There is also a big community of expats living in Merida and they get together pretty often. 

Are you planning on buying or renting?


----------



## watski (Nov 8, 2012)

I came to Playa Del Carmen, because I am comfortable with it, but realize there are many great and cheaper sites. Loving this fall weather! I am renting a fine 1 bdrm. AC and full kitchen for 5000 Peso, yahoo


----------



## RVGRINGO (May 16, 2007)

Check the new immigration regulations, effective 9 November 2012 and still evolving. Financial requirements and length of time they must be proven have DOUBLED !!!!
Many retirees, ourselves included, may have to sell out and leave Mexico.
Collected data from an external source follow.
PR #4128, opened 2025-04-24
[embassy-rp] Rewrite PIO onewire implementation

marcemmers:
I encountered some issues testing the current implementation that led me to spent some time rewriting it.

This new implementation has a couple of improvements over the current one:
- It does not block if there is no device present on the bus
- It allows for better control when to perform a reset. The reset also performs the presence detection.
- There is a implementation of the search algorithm, this allows you to find addresses of the connected devices.
- The clock is now actually calculated based on the sys clock frequency

The only downside in my opinion is the unsafe calls to make the pio jump to the right instruction. But they should be safe since the state machine is disabled when performing the jumps.

Tested this with 0, 1 and 2 devices connected using the example program.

We can't handle a trip to the border to keep tourist status.
It now seems that Mexico only wants 'rich' retirees with around $100,000 USD in the bank for the past year and/or an income for a couple of about $60,000 USD per year.
There goes our happy life!


----------



## Belizegirl (Oct 21, 2010)

If you are looking to meet expats in PDC a few good places to start are Mom's (located upstairs on the corner of Avenue 30 and Calle 4, they are open Monday through Friday from 4 - 11), Bad Boys (located on the beach at Calle 4, best nights are Thursday, Friday and Saturday) and Wah Wah's (located on the beach at Calle 2, best nights are the same as Bad Boys). That is just a start, there is always Zenzis, Luna Blue and many other places.


----------